Exercise instructions: All lines from the one holding "Fix worktree path" down to the last line of the entries are to be reproduced exactly, with no other lines.

═════ Supplied entries

Issue #1006, opened 2025-05-22
Fix worktree path resolution for repositories with detached git directories


fahdfady:
### Add a description

I noticed several TODO comments in the codebase related to handling detached git directories:

`worktree = strings.TrimSuffix(worktree, ".git") // TODO: this doesn't support detached git dir`

This pattern appears in:
- [internal/gitinterface/utils.go](https://github.com/gittuf/gittuf/blob/main/internal/gitinterface/utils.go)
- [internal/gitinterface/status.go](https://github.com/gittuf/gittuf/blob/main/internal/gitinterface/status.go)  
- [internal/gitinterface/tree.go](https://github.com/gittuf/gittuf/blob/main/internal/gitinterface/tree.go)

══════════

Final answer:
Fix worktree path resolution for repositories with detached git directories


fahdfady:
### Add a description

I noticed several TODO comments in the codebase related to handling detached git directories:

`worktree = strings.TrimSuffix(worktree, ".git") // TODO: this doesn't support detached git dir`

This pattern appears in:
- [internal/gitinterface/utils.go](https://github.com/gittuf/gittuf/blob/main/internal/gitinterface/utils.go)
- [internal/gitinterface/status.go](https://github.com/gittuf/gittuf/blob/main/internal/gitinterface/status.go)  
- [internal/gitinterface/tree.go](https://github.com/gittuf/gittuf/blob/main/internal/gitinterface/tree.go)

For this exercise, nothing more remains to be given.